La realidad actual de las familias es tan plural que no tiene sentido hablar de un tipo de familia (la nuclear heterosexual) como el modelo hegemónico, pues justo ese modelo está en crisis, y son las otras familias las que empiezan a predominar, incluso estadísticamente. Cada vez hay más familias diversas, formadas por una pareja sin hijos, o un padre solo, o una madre, o dos madres o dos padres. Hay familias reconstruidas que aportan hijas e hijos anteriores, al nuevo vínculo de los padres. Familias acogedoras o adoptivas. Familias separadas…

En este contexto plural es en el que han ido apareciendo en nuestro entorno (España), y en los últimos años, muchas familias homoparentales, constituidas por lesbianas o gays que han dado el paso de afirmar su maternidad o su paternidad.
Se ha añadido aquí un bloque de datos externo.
PR #33682, opened 2019-10-26
Add test-revise-* Makefile targets

Keno:
These targets use Revise to load any modifications to base into the
process before running tests. This is very handy when editing Base
and wanting to run the appropriate tests as a sanity check but
without waiting 3 minutes for a whole system image rebuild. Of course
it was previously possible to do this through the REPL by doing the
3-4 steps manually, but I was generally too lazy too do that, so
here's the automatic option.

Also, if we detect that you just rebuilt your sysimage before the test- command is run, you get a friendly ad for the new functionality:
Screen Shot 2019-10-26 at 12 49 33 AM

Es verdad que siempre existieron hijas e hijos con padres gays o lesbianas, pero dentro de una relación heterosexual. Lo nuevo y en forma de “boom”, ha sido la aparición de tantas familias claramente homo. Que muchas lesbianas y gays estén superando su propia homofobia internalizada, y los mitos sobre la homosexualidad (que no podíamos tener hijos, que no seríamos buenos padres o madres...) y estén aceptando su propio deseo parental, para recorrer este difícil camino, de crear familias con hijas o hijos. (Ayudados por las legislaciones sobre matrimonios homosexuales, sobre reproducción asistida, sobre adopción homoparental).

Y digo difícil, porque normalmente implica más esfuerzo que en las familias heterosexuales fértiles.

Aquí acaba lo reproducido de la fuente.